Perjalanan lewat darat rombongan yang kedua diawali dari Pusat Reintroduksi Nyaru Menteng pada tanggal 24 dan berhenti sesaat di Kantor BKSDA kalimantan Tengah.
Iringan 4 mobil menempuh perjalanan darat selama 11 jam menuju kota Puruk Cahu di Kabupaten Murung Raya. Dari Puruk Cahu, rombongan menempuh perjalanan air sampai ke Batu Ampar. Dari Batu Ampar, rombongan kembali menempuh jalan darat ke Kamp B. Kamp B sebenarnya adalah sebutan kami terhadap RT 3 Dusun Tabulus, bagian dari Desa Tumbang Naan, Kecamatan Seribu Riam, Kabupaten Murung Raya. Di Kamp B, rombongan bermalam untuk memberi waktu istirahat kepada orangutan yang lelah menempuh perjalanan di kandang yang tidak terlalu besar.
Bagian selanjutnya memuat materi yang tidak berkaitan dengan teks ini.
PR #8790, opened 2025-02-10
Change the inching_control_set function. If the value of inching_time…

liubotongs:
… is greater than 128, the setting is abnormal.


Koenkk:
Thanks!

Pagi harinya, perjalanan menuju Kamp Rilis Totat Jalu yang terletak di dalam Hutan Lindung Bukit Batikap dimulai. Perjalanan yang diperkirakan hanya membutuhkan waktu 5 jam ini ditempuh dari Kamp B melalui jalan sungai ke arah hulu.
Perjalanan Menuju Kebebasan (1) (Kredit foto: Paulina)
Perjalanan Menuju Kebebasan (1) (Kredit foto: Nico)
Perjalanan Menuju Kebebasan (1) (Kredit foto: Indrayana)
Perjalanan Menuju Kebebasan (1) (Kredit foto: Jamartin)
Di luar perkiraan, waktu tempuh menjadi 8 jam terkendala kerusakan mesin salah satu perahu rombongan. Kendala ini tidak menyurutkan semangat seluruhkru rilis yang terdiri dari teknisi, dokter hewan, perwakilan Pemda Murung Raya, BKSDA, serta Kepolisian.
“Puji Tuhan kita diberkahi cuaca yang baik dan perjalanan yang relatif lancar,” komentar Dr. Jamartin Sihite, CEO Yayasan BOS yang selalu menyertai setiap perjalanan pelepasliaran. Memang dalam perjalanan dari BKSDA Palangkaraya menuju Hutan Lindung Batikap yang memakan waktu total selama 48 jam, cuaca relatif sangat bersahabat.
Setibanya di Kamp Totat Jalu, orangutan segera dipindahkan ke kandang habituasi di belakang kamp. Di kandang ini, orangutan bisa berdiri untuk meluruskan tubuh mereka yang terpaksa harus duduk selama perjalanan. Di sini orangutan akan menjalani proses adaptasi kembali dengan suasana hutan, sekaligus memulihkan kondisi selama minimal 24 jam. Kami semua berharap keempat orangutan siap rilis yaitu Dewi, Mentos, Compost, dan Jatihan, akan berada dalam kondisi kesehatan yang baik saat hari rilis nanti.